Thanks for anything you can tell me!


----------



## MotoskinGraphix (Apr 28, 2006)

Graphtec and Roland both make super quality machines. Blades will be available for both so dont make that a deciding point. You should also look at the Suma brand plotters.


----------



## Chani (Jun 18, 2007)

Thanks! I'll ask Mark about those and look into it myself.

I guess I should put it like this, which machine will give us more bang for the buck.

Graphtec @ $1400 or Roland @ $1600?

BTW, after reading so many posts here about problems with Spectra Cut II, I think we'd throw out the vinyl that comes with the Roland, so I'm not counting that as a bonus.


----------



## lost1 (May 12, 2007)

Both are machines are top notch. The problems with SC2 seem to be mostly with white. My CX-24 is still going strong after about 10 years.


----------



## nametags4u (Jun 15, 2007)

I do embroidery, and it might be possible to cut twill with the roland gx-24, But I would not recommend or want to bother with it, you will be going though blades left and right and spending time setting it up that just doesnt need to be spent and wasting material. There are flat bed cutters (such as Ioline) that are made for cutting twill, you can just slap any size scrap piece on it and cut, we have one but don't even use it anymore, now we use a laser...


----------



## Chani (Jun 18, 2007)

Thanks, Dom!

Yeah, Mark was saying that we most likely wouldn't be cutting twill on a plotter, but I just wanted to cover my bases.


----------



## JoshEllsworth (Dec 14, 2005)

The main advantages of the Roland would be the ability to cut twill in one pass under warranty (there are special blades for this). And the software capabilities for the optic eye function (mainly the auto trace feature).


----------



## Chani (Jun 18, 2007)

Oops, I meant to thank you, too, lost1. I didn't sleep last night.


----------



## Chani (Jun 18, 2007)

JoshEllsworth said:


> The main advantages of the Roland would be the ability to cut twill in one pass under warranty (there are special blades for this). And the software capabilities for the optic eye function (mainly the auto trace feature).

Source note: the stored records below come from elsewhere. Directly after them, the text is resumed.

PR #117, opened 2021-01-20
Collect the names of images that were pulled during the operator deployment tests

14rcole:
We currently determine which images were pulled during operator deployment during the operator image source test in CVP, but this approach doesn't work if the tests are run on an external cluster.  These changes save a file with a list of images that were pulled during the deployment test so that the image source test can simply reference the file.

Although the legacy operator deployment test won't be run externally, it still needed to be modified in preparation for the changes that will be made downstream.  This also allows us to implement these changes before the new bundle operator deployment playbooks are complete.

### DIFF
--- a/local-test-operator.yml
+++ b/local-test-operator.yml
@@ -21,6 +21,7 @@
     testing_bin_path: "{{ work_dir }}/bin"
     current_channel: '' # Added to avoid a potential bug with undefined variables
     olm_ver: 0.14.1
+    events_file_path: "{{ work_dir }}/events.json"
 
   environment:
     PATH: "{{ ansible_env.PATH }}:{{ ansible_env.HOME }}/.local/bin"
@@ -150,9 +151,27 @@
             openshift_images_before: " {{ os_registry_is_result_before.stdout_lines }} + {{ os_pod_is_result_before.stdout_lines }}"
           when: not run_upstream|bool
 
+        - name: "Set the deployment start time"
+          shell: "date -u '+%Y-%m-%dT%H:%M:%SZ'"
+          register: start_time
+          when:
+            - run_deploy|bool
+            - not run_upstream|bool
+
         - name: "Deploy the operator on the OpenShift 4.0 with OLM"
           include_role:
             name: deploy_olm_operator
+          when:
+            - run_deploy|bool
+            - not run_upstream|bool
+
+        - name: "Collect the names of the images modified during the deployment"
+          include_role:
+            name: collect_modified_images
+          vars:
+            deployment_start_time: "{{ start_time }}"
+            events_file_path: "{{ events_file_path }}"
+            kubeconfig_path: "{{ kubeconfig_path }}"
           when:
             - run_deploy|bool
             - not run_upstream|bool
--- a/roles/collect_modified_images/tasks/main.yml
+++ b/roles/collect_modified_images/tasks/main.yml
@@ -1,0 +1,37 @@
+---
+# # In order for this role to work, add the following task to your playbook
+# # immediately before calling the deployment role.
+# - name: "Set the deployment start time"
+#   shell: "date -u '+%Y-%m-%dT%H:%M:%SZ'"
+#   register: deployment_start_time
+# 
+# The above shell command gets the date in the same format passed by openshift
+# in the `oc get events` command below.  The below command gets all images
+# pulled to the cluster.  This includes images that were not pulled as part of
+# the deployment.  deployment_start time is used in the parse_image_names file
+# to filter out images pulled before the deployment started.  Since this role
+# should be run immediately after the deployment, there should be no need to filter
+# images pulled after the deployment.
+
+
+
+- name: "Generate events.json"
+  shell: "{{ oc_bin_path }} {% raw %}get events --all-namespaces --field-selector reason==Pulling -o go-template='{{range .items}}{{.lastTimestamp}},{{.message}}{{\"\\n\"}}{{end}}'{% endraw %}"
+  environment:
+    KUBECONFIG: "{{ kubeconfig_path }}"
+  register: events
+
+- name: "get list of images in events.json"
+  include_tasks: parse_image_names.yml
+  with_items:
+    - "{{ events.stdout_lines }}"
+
+- name: "Print images"
+  debug:
+    msg: "pulled images: {{ pulled_images }}"
+
+- name: "Save images to file"
+  module: copy
+  content: "{{ pulled_images | to_json }}"
+  dest: "{{ events_file_path }}"
+  delegate_to: localhost
--- a/roles/collect_modified_images/tasks/parse_image_names.yml
+++ b/roles/collect_modified_images/tasks/parse_image_names.yml
@@ -1,0 +1,24 @@
+# Once the `oc get events` command in tasks/main.yml is run, we will end up
+# with a list of timestamps and pulling messages in CSV format.  main.yml will
+# pass each line into this file for parsing, so "item" will be formatted as
+# follows:
+#
+# 2021-02-15T14:14:19Z,pulling image "docker-registry.default.svc:5000/cvp-ci/cvp-slave:stable"
+#
+# The timestamp is obviously the first item here
+# The second item is the message from which we get the image name.
+# This is hacky, but unfortunately it's the only way to do it right now.
+# The "item.split(',')[1][15:-1]" below gets the substring that contains the
+# image name.  item.split(',')[1] get the message from the item.  [15] is the
+# index of the character after the first quotation mark.  [-1] moves in one
+# character from the right of the string, which chops off the quotation mark at
+# the end of the array.
+- name: "split item"
+  set_fact:
+    timestamp: "{{ item.split(',')[0] }}"
+    image: "{{ item.split(',')[1][15:-1] }}"
+
+- name: "parse and return image name when timestamp is after start_time"
+  set_fact:
+    pulled_images: "{{ pulled_images + [image] }}"
+  when: "{{ timestamp > deployment_start_time }}"
--- a/roles/collect_modified_images/defaults/main.yml
+++ b/roles/collect_modified_images/defaults/main.yml
@@ -1,0 +1,3 @@
+pulled_images: []
+events_file_path: /tmp/events.json
+deployment_start_time: 1970-01-01T00:00:00Z


roles/collect_modified_images/tasks/parse_image_names.yml
```diff
@@ -0,0 +1,9 @@
+- name: "split item"
+  set_fact:
+    timestamp: "{{ item.split(',')[0] }}"
+    image: "{{ item.split(',')[1][15:-1] }}"
+
+- name: "parse and return image name when timestamp is after start_time"
+  set_fact:
+    IMAGES: "{{ IMAGES + [image] }}"
+  when: "{{ timestamp > deployment_start_time }}"
```
samvarankashyap, line 9: @14rcole Does the timestamp match with ansible .iso8601 standard ?? 
Which timezone will be taken in both cases ?
is nt it good for us to use utc times ?

samvarankashyap (commented):
Excecpt for the comment 
PR looks good to me

roles/collect_modified_images/tasks/parse_image_names.yml
14rcole: Both strings are in iso8601, but the timezones are off, good catch.  It looks like openshift uses UTC, but ansible uses the local timezone.  Do you know which version of ansible CVP uses?  There's an easy fix, but it requires 2.8 or higher.

samvarankashyap: @14rcole We are using 2.7 in CVP right now. 
However, In order to get the UTC time i think i have a workaround without moving to 2.8 . 

```yaml
 - name: "Get shell date utc"
      shell: "date -u '+%Y-%m-%d %H:%M:%S'"
      register: date_via_shell
```
You can always get the utc time using shell date command.

collect-modified-images.yml
```diff
@@ -0,0 +1,20 @@
+---
+- name: Collect the names of all images
+  hosts: localhost
+  become: false
+  gather_facts: true
+
+  vars:
+  environment:
+    PATH: "{{ ansible_env.PATH }}:{{ ansible_env.HOME }}/.local/bin"
+      # when: run_upstream|bool
```
nmars, line 10: Should this be un-commented or deleted?

collect-modified-images.yml
```diff
@@ -0,0 +1,20 @@
...
+
+  tasks:
+    - set_fact:
+        # oc_bin_path: '{{ ''kubectl'' if run_upstream else "{{ testing_bin_path }}/oc" }}'
```
nmars, line 14: Lines 14-16 look like they are for testing?

roles/collect_modified_images/tasks/main.yml
```diff
@@ -0,0 +1,22 @@
+- name: "Create empty list for images"
+  set_fact:
+    pulled_images: []
+
+- name: "Generate events.json"
+  shell: "{% raw %}oc get events --field-selector reason==Pulling -o go-template='{{range .items}}{{.lastTimestamp}},{{.message}}{{\"\\n\"}}{{end}}' --sort-by={.lastTimestamp}{% endraw %}"
```
nmars, line 6: Should `oc` be hardcoded here, or should we use `oc_bin_path`?

roles/collect_modified_images/tasks/main.yml
```diff
@@ -0,0 +1,22 @@
...
+  register: events
+
+- name: "get list of images in events.json"
+  include_tasks: parse_image_names.yml
+  with_items:
+    - "{{ events.stdout_lines }}"
+
+- name: "Print images"
+  debug: 
+  msg: "pulled images: {{ pulled_images }}"
```
nmars, line 16: Need indentation before `msg:`

deploy-olm-operator.yml
```diff
@@ -48,6 +49,10 @@
         name: inject_scorecard_metadata
       when: run_scorecard|bool
 
+    - name: "Set the deployment start time"
+      set_fact:
+        start_time: "{{ ansible_date_time.iso8601 }}"
+
```
lslebodn, line 55: @dirgim IIUC we will very likely use different role for deploying OLM operator for operator bundles.
Is my assumption correct?

roles/collect_modified_images/tasks/main.yml
```diff
@@ -0,0 +1,22 @@
...
+
+- name: "Save images to file"
+  local_action:
+    module: copy
+    content: "{{ pulled_images | join('\n') }}"
```
lslebodn, line 21: I would prefer some structured text as an output instead of single string which has to be parsed

deploy-olm-operator.yml
dirgim: @lslebodn that's correct, this deployment role will be used exclusively for the legacy operator metadata format.
That said, I see no harm of collecting the pulled images as part of this role to provide the legacy pipeline with the same functionality as the new one will have.

lslebodn: And I see no benefit of collecting them. But I am looking forward for reasonable justification of this change.

14rcole: @lslebodn By making this change, we keep all of the code for the image source test downstream the same. I think there's value in that

Of less importance, if we don't implement this here, the ticket associated with this will be blocked until the new playbook is created.

roles/collect_modified_images/tasks/main.yml
14rcole: Each image is listed on a new line, I thought that would be the most straightforward to parse.  If not, I can use some other delineation for the images such as a comma

collect-modified-images.yml
14rcole: This file should actually be deleted come to think of of it

roles/collect_modified_images/tasks/main.yml
14rcole: Nope, good catch.  I changed that for testing

roles/collect_modified_images/tasks/main.yml
lslebodn: It is much reliable to delegate parsing to standard parsers for structural data.

deploy-olm-operator.yml
lslebodn: > @lslebodn By making this change, we keep all of the code for the image source test downstream the same. I think there's value in that

I do not follow here.

It will be just a dead code and increase test-time without any value.

lslebodn: >  if we don't implement this here, the ticket associated with this will be blocked until the new playbook is created.

Ticket is blocked anyway because the scorecard test for operator bundles does not exist yet.
Creating role is useful and should be merged but we will not be able to resolve issue anyway.

roles/collect_modified_images/tasks/main.yml
14rcole: Alright, I can write it to a json file

local-test-operator.yml
```diff
@@ -150,13 +151,24 @@
...
           include_role:
             name: deploy_olm_operator
           when:
             - run_deploy|bool
             - not run_upstream|bool
 
+        - name: "Collect the names of the images modified during the deployment"
+          import_role:
+            name: collect_modified_images
+
```
nmars, line 171: Should this be `include_role` instead of `import_role`?

Should this task also have the same `when` conditional as "Set the deployment start time" above since it depends on `start_time`? 

For clarity I suggest passing `start_time` explicitly by adding
```
vars:
  deployment_start_time: "{{ start_time }}"
```

roles/collect_modified_images/tasks/main.yml
```diff
@@ -0,0 +1,29 @@
+---
+# In order for this role to work, add the following task to your playbook
+# immediately before calling the deployment role.
+# - name: "Set the deployment start time"$a
+#   shell: "date -u '+%Y-%m-%dT%H:%M:%SZ'"
+#   register: start_time
+- name: "Create empty list for images"
+  set_fact:
```
nmars, line 8: I think the definition of `pulled_images` and `events_file_path` should be moved to `roles/collect_modified_images/defaults/main.yml` since that file is currently empty and should be used for that purpose.

roles/collect_modified_images/tasks/parse_image_names.yml
```diff
@@ -0,0 +1,9 @@
+- name: "split item"
+  set_fact:
+    timestamp: "{{ item.split(',')[0] }}"
+    image: "{{ item.split(',')[1][15:-1] }}"
+
+- name: "parse and return image name when timestamp is after start_time"
+  set_fact:
+    pulled_images: "{{ pulled_images + [image] }}"
+  when: "{{ timestamp > deployment_start_time }}"
```
nmars, line 9: I couldn't see where `deployment_start_time` is initialized or passed previous to importing these tasks.

deploy-olm-operator.yml
```diff
@@ -2,7 +2,7 @@
 - name: Deploy the operator on an OCP cluster with OLM as part of the operator testing pipeline
   hosts: all
   become: false
-  gather_facts: false
+  gather_facts: true
```
nmars, line 5: We don't need to enable `gather_facts` since this is being run explicitly on localhost and we're not using any ansible* facts (or I think you were but since removed them).

roles/collect_modified_images/tasks/main.yml
```diff
@@ -0,0 +1,29 @@
...
+    pulled_images: []
+    events_file_path: "/tmp/events.txt"
+
+- name: "Generate events.json"
+  shell: "{{ oc_bin_path }} {% raw %}get events --field-selector reason==Pulling -o go-template='{{range .items}}{{.lastTimestamp}},{{.message}}{{\"\\n\"}}{{end}}' --sort-by={.lastTimestamp}{% endraw %}"
```
dirgim, line 13: I believe this command should be run with the `--all-namespaces` option to cover all image pulls on the cluster - operators can manage other namespaces than the one they were installed in.

roles/collect_modified_images/tasks/main.yml
```diff
@@ -0,0 +1,29 @@
...
+  register: events
```
dirgim, line 14: This task (Generate events.json) needs to also set the KUBECONFIG variable in its environment to ensure that the correct cluster configuration is being used when running the command. Examples of this can be found in other roles, such as https://github.com/redhat-operator-ecosystem/operator-test-playbooks/blob/master/roles/deploy_olm_operator/tasks/main.yml#L39-L40

local-test-operator.yml
14rcole: I had to import the role instead of including it so that the variables defined within the playbook would be available to the role - I guess passing manually is a bit cleaner

deploy-olm-operator.yml
14rcole: Yes, thank you

lslebodn:
Going to test fedora-messaging changes

roles/collect_modified_images/tasks/parse_image_names.yml
14rcole: It's in local-test-operator.yml when the role is called.  I also added it to `roles/collect_modified_images/defaults.main.yml` just in case

roles/collect_modified_images/tasks/parse_image_names.yml
```diff
@@ -0,0 +1,9 @@
+- name: "split item"
+  set_fact:
+    timestamp: "{{ item.split(',')[0] }}"
+    image: "{{ item.split(',')[1][15:-1] }}"
```
lslebodn, line 4: Such parsing is very dangerous. Input can change due to various reasons. And we might get unexpected results
due to parsing without any validation.

local-test-operator.yml
```diff
@@ -150,13 +151,31 @@
             openshift_images_before: " {{ os_registry_is_result_before.stdout_lines }} + {{ os_pod_is_result_before.stdout_lines }}"
           when: not run_upstream|bool
 
+        - name: "Set the deployment start time"
+          shell: "date -u '+%Y-%m-%dT%H:%M:%SZ'"
```
lslebodn, line 155: Could you explain why we cannot use epoch here?

roles/collect_modified_images/tasks/parse_image_names.yml
14rcole: We're collecting the results as a json file [here](https://github.com/redhat-operator-ecosystem/operator-test-playbooks/blob/4fba992ef95962781bf826da455d8275b1f65500/roles/collect_modified_images/tasks/main.yml#L8) and simply outputting the fields as csv:

```
timestamp1,message1
timestamp2,message2
...
```

The format of the timestamp or message could change, but I don't see a way around that if we're going to parse the events.json.

local-test-operator.yml
14rcole: Do you mean the "seconds since the epoch" format or the literal epoch time?

In the first case, the `oc get events` command I linked in my comment above uses that format for the date.  Getting the date in the same format makes it easier to compare.  The other option is to convert the date from the `oc get events` command to seconds since the epoch.  That requires extra steps 

In the second case, that would give us all images pulled by all namespaces going back as far as the cluster keeps events logs.  The operator bundles will be running on a "clean" cluster, but there could still be images pulled for the cluster deployment that we don't want to drag into the test

lslebodn: Such explanation should be in the code as a comment.
Just in case something will change in the future so we will know why and what need to be changed.

roles/collect_modified_images/tasks/parse_image_names.yml
lslebodn: that is explanation for the 1st index in the split.
but does not explain why do we need `[15:-1]`.

Please put examples as comments into the code.
So sb else will be able to change/fix it if we need. Adding checks for expected format will be even better.

local-test-operator.yml
lslebodn: I still cannot see any explanation in the code.
@14rcole could you explain why did you resolved discussion?

lslebodn: ehm, it was explained in the roles/collect_modified_images/tasks/main.yml

dirgim (approved):
LGTM

nmars:
LGTM

nmars (approved):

Well, I'm pretty sure we wouldn't be doing either, but it's good to know.

The main selling point for me right now for the Roland is that Imprintables offers a lifetime loaner program. That's valuable to me.


----------



## dcurtisroland (Jun 5, 2007)

Chani,
Whichever plotter you chose, make sure you know what you're getting. Josh and Imprintables are an excellent resource for information. They have tested the materials and continue to do so daily. They can back you up very well and we are also available for any questions. The difference between the Roland and the Graphtec won't be found in the specs or the price, but in the experience after the sale. Our cutters have a 2 year warranty and we have a very good presence in the industry. While the graphtec comes with plugins for Corel and Illustrator, we offer a full software package, CutStudio, with our cutter along with plugins for Corel and Illustrator. Our software is very easy to use.
If you're still curious, type "GX-24" into your search engine and see which videos come up. Then you'll have a better idea of what you're getting into.

Hope this helps,


----------



## Chani (Jun 18, 2007)

I completely agree that service is key. I know what I'll get for service from both Imprintables and the place we're looking at getting the Graphtec from.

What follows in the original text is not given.